_Your assignment_
Retype, word for word, every line from the one holding "So does that" through the one holding "Issue #383, opened 2017-06-22" in the entries below, both included, and only those lines.

_Records for this task_

************

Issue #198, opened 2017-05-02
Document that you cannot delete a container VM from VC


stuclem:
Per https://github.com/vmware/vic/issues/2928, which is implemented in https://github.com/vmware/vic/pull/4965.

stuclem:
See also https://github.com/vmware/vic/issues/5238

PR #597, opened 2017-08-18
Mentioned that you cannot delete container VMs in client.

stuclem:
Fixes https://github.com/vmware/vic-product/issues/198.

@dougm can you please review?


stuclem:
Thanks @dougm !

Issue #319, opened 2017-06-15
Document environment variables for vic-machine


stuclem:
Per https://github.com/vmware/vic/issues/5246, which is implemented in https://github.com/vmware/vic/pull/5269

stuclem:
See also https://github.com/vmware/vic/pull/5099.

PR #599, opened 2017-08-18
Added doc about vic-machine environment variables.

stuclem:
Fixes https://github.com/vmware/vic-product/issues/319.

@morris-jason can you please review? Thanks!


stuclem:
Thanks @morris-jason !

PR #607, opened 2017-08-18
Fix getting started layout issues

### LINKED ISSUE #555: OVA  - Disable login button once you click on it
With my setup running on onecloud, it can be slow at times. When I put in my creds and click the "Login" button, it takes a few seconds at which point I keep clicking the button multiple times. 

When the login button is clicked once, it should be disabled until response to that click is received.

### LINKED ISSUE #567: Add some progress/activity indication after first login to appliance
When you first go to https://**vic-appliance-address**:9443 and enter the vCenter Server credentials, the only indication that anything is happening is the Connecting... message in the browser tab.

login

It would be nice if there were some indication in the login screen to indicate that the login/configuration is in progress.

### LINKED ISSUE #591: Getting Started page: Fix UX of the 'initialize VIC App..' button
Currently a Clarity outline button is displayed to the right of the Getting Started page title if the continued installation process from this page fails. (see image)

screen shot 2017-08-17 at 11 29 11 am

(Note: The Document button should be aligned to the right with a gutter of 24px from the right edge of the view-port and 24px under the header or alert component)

************

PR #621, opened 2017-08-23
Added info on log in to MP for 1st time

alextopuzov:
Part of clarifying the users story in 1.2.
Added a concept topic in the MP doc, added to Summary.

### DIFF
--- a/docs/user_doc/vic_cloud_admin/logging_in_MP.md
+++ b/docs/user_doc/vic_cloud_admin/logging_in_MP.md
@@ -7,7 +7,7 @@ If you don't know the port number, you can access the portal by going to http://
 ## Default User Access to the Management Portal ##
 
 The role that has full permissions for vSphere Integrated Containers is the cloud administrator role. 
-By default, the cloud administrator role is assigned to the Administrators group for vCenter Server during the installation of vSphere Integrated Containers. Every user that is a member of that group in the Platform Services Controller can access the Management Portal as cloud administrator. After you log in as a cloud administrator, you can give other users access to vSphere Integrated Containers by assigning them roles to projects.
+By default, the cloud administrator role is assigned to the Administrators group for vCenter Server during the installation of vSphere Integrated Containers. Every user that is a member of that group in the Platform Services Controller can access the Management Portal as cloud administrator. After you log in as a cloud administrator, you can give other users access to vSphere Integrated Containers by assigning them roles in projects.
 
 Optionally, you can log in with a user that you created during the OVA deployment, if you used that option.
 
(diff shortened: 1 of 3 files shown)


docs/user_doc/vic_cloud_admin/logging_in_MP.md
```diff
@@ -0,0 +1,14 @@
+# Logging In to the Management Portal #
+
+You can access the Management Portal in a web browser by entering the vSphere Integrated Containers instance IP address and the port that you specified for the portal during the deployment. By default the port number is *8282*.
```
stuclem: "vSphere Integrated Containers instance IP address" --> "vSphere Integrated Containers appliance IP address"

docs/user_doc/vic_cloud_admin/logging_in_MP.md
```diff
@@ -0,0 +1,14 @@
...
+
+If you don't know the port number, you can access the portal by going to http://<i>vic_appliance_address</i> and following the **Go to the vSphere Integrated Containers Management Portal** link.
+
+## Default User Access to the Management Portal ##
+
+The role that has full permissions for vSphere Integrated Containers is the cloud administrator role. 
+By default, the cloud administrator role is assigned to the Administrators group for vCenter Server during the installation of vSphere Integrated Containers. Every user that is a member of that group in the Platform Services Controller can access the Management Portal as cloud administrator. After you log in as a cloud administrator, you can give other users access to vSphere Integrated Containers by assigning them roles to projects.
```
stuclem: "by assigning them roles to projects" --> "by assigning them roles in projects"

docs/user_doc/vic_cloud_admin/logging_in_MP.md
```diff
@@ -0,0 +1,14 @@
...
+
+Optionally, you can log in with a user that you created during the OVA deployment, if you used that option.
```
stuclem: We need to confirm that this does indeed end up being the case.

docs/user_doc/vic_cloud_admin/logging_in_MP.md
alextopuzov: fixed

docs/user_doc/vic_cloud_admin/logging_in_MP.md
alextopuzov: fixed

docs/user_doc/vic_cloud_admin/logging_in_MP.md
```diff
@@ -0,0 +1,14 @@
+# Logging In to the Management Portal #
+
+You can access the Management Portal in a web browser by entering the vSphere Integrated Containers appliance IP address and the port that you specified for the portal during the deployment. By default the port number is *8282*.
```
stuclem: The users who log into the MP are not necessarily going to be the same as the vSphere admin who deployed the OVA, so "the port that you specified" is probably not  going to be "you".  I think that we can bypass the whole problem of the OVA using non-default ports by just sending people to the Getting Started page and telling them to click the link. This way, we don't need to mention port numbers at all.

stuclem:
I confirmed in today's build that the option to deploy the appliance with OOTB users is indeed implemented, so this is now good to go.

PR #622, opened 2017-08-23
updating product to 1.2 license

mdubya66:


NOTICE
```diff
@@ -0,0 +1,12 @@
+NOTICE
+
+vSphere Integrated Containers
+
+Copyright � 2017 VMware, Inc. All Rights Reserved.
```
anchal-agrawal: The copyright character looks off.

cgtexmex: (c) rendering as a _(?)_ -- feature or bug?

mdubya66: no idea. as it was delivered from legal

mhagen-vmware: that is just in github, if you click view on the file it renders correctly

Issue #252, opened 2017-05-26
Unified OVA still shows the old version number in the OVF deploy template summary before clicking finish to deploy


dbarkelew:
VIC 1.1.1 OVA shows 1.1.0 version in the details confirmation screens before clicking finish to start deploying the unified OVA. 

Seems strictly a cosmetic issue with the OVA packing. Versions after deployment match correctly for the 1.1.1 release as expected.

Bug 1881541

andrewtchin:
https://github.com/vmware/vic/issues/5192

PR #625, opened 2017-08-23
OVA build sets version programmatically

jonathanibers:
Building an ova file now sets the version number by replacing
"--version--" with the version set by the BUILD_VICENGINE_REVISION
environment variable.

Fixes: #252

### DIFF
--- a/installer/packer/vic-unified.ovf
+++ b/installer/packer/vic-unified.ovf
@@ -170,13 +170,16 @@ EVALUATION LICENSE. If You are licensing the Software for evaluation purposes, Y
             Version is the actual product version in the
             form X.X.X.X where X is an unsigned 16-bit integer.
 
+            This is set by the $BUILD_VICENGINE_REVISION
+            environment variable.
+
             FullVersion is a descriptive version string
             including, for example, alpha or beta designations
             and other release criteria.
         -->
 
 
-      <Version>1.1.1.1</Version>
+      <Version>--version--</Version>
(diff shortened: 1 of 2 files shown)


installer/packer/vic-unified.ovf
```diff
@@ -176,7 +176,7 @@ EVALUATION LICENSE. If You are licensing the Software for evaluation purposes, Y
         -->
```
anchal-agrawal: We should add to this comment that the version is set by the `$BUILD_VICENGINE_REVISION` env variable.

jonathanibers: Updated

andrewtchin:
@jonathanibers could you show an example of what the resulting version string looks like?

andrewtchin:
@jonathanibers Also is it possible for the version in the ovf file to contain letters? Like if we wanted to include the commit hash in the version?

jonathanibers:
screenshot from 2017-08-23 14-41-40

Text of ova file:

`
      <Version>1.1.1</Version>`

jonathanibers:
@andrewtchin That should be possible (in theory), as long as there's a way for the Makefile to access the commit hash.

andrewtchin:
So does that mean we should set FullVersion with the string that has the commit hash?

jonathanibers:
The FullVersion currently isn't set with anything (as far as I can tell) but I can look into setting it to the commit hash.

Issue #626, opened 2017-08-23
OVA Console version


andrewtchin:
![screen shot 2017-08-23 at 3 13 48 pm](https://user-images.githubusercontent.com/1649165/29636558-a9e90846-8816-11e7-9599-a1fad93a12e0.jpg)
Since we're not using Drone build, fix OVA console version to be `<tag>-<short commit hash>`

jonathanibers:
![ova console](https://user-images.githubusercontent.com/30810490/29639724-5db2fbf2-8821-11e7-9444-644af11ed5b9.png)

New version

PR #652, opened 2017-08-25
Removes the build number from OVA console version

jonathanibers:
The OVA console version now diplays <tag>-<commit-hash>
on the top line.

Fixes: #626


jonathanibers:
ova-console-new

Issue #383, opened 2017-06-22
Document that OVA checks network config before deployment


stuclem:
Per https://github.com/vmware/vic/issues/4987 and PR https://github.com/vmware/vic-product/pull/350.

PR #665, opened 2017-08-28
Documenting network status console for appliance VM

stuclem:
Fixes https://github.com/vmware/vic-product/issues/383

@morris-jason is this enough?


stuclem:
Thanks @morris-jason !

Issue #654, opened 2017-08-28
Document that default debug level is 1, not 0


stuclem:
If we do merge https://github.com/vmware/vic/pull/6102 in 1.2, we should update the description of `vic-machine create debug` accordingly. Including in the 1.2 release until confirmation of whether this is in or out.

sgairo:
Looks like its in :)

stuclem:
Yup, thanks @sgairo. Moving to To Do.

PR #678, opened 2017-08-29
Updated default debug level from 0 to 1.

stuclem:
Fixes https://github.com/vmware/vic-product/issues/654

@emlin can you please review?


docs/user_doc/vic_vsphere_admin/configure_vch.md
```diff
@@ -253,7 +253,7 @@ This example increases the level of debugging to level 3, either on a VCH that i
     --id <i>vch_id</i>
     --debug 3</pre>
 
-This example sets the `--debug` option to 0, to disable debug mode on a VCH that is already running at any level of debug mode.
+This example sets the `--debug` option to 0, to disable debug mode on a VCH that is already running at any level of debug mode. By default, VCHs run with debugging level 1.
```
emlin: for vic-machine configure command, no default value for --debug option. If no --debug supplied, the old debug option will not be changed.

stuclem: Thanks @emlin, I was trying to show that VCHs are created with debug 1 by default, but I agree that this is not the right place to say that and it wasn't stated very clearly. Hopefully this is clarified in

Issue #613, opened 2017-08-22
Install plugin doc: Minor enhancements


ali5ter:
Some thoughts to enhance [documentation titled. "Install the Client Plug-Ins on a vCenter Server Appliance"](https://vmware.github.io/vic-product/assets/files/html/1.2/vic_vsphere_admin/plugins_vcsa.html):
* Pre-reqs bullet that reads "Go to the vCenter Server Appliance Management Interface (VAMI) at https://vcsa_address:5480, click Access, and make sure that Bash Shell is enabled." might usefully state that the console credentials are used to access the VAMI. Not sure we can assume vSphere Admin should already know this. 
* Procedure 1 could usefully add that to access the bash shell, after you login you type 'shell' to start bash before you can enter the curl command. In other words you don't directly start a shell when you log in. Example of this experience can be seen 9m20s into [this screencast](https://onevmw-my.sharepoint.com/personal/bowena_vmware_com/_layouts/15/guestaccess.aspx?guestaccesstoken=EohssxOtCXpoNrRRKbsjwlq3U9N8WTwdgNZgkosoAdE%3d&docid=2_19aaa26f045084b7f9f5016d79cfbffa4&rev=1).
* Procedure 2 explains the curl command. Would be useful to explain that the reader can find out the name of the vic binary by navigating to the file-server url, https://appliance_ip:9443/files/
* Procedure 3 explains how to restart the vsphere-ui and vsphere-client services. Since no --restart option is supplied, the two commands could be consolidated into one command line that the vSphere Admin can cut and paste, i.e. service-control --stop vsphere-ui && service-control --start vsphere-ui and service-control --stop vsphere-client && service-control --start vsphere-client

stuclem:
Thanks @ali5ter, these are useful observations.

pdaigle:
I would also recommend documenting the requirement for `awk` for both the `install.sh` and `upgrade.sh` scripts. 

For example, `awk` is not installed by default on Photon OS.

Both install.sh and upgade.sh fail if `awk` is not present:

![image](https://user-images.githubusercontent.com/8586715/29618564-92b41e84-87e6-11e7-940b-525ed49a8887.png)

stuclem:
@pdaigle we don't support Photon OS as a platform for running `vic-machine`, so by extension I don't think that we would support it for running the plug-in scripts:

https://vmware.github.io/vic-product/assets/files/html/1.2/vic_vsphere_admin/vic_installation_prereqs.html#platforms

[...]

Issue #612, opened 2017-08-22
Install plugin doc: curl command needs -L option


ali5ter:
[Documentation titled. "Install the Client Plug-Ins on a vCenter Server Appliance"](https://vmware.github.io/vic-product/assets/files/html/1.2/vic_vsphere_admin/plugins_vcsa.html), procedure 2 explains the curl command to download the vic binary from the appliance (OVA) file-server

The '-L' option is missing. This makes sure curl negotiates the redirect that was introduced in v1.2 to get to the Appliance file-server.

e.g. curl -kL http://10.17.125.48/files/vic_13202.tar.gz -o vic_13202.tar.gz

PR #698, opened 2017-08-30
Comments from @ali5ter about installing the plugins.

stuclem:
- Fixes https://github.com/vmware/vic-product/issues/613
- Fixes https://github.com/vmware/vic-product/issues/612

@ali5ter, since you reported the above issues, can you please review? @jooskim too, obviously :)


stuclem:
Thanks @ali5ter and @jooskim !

************

_Exercise answer_
So does that mean we should set FullVersion with the string that has the commit hash?

jonathanibers:
The FullVersion currently isn't set with anything (as far as I can tell) but I can look into setting it to the commit hash.

Issue #626, opened 2017-08-23
OVA Console version


andrewtchin:
![screen shot 2017-08-23 at 3 13 48 pm](https://user-images.githubusercontent.com/1649165/29636558-a9e90846-8816-11e7-9599-a1fad93a12e0.jpg)
Since we're not using Drone build, fix OVA console version to be `<tag>-<short commit hash>`

jonathanibers:
![ova console](https://user-images.githubusercontent.com/30810490/29639724-5db2fbf2-8821-11e7-9444-644af11ed5b9.png)

New version

PR #652, opened 2017-08-25
Removes the build number from OVA console version

jonathanibers:
The OVA console version now diplays <tag>-<commit-hash>
on the top line.

Fixes: #626


jonathanibers:
ova-console-new

Issue #383, opened 2017-06-22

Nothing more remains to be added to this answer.